FCA test case on BI insurance: The Supreme Court judgment
The Supreme Court held in favour of the FCA (on behalf of policy holders) in relation to business interruption clauses.
The Supreme Court has handed down judgment in the FCA Business Interruption Test Case. It has held resoundingly in favour of the FCA (on behalf of the policyholders) in relation to all types of clause under consideration - "disease" clauses, "Prevention of Access" clauses and "Hybrid" clauses.
In relation to disease clauses, the Supreme Court agreed with insurers (and disagreed with the 1st instance court) that the insured peril was the individual occurrence of a notifiable disease within the radius specified by the policy, rather than the disease as a whole (provided there was an instance of the disease within the radius). However, via an innovative approach to causation, the Supreme Court has held that the individual occurrence(s) of the disease within the radius caused the policyholder's Business Interruption losses. Despite accepting that the lockdown would have been imposed even in the absence of any individual occurrence - ie, despite accepting that the individual occurrence did not cause the loss in a "but for" sense - the Supreme Court has held that the causal test which the parties must be taken to have agreed in relation to these disease clauses did not require 'but for' causation. Rather, each individual case within the policy radius, in combination with the thousands of cases outside the radius, was a concurrent proximate cause of the loss.

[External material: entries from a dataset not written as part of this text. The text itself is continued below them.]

PR #65, opened 2015-01-15
Add support for logging request & response headers (in logstash-access)

vbehar:
Disabled by default (because it can be quite big), but it can be activated with:

      <fieldNames>
        <fieldsRequestHeaders>@fields.request_headers</fieldsRequestHeaders>
        <fieldsResponseHeaders>@fields.response_headers</fieldsResponseHeaders>
      </fieldNames>
    </encoder>

### DIFF
--- a/README.md
+++ b/README.md
@@ -400,5 +400,16 @@ The default field names used for access logs are different than those documented
 See [`LogstashAccessFieldNames`](/src/main/java/net/logstash/logback/fieldnames/LogstashAccessFieldNames.java)
 for all the field names used for access logs.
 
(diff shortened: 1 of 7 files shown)


philsttr:
Hi @vbehar,

Is it normally the case where you want _all_ request/response headers logged?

The Supreme Court has also overturned significant gains which the insurers of the Prevention of Access and Hybrid clauses had made at 1st instance - holding that any 'pre-trigger' downturn in revenue was not to be used in calculating the losses after the policy was triggered; and stating that the trends clause, in reducing quantum, could only take into account circumstances or trends which had nothing to do with the insured peril or their originating cause, namely the pandemic. Finally, despite the fact that two members of the Supreme Court giving the leading Judgment (Lords Hamblen and Leggatt) had decided the Orient Express case 10 years ago (on which the insurers relied in relation to causation and the operation of the trends clause), the Supreme Court held that that case had been wrongly decided, and overturned it.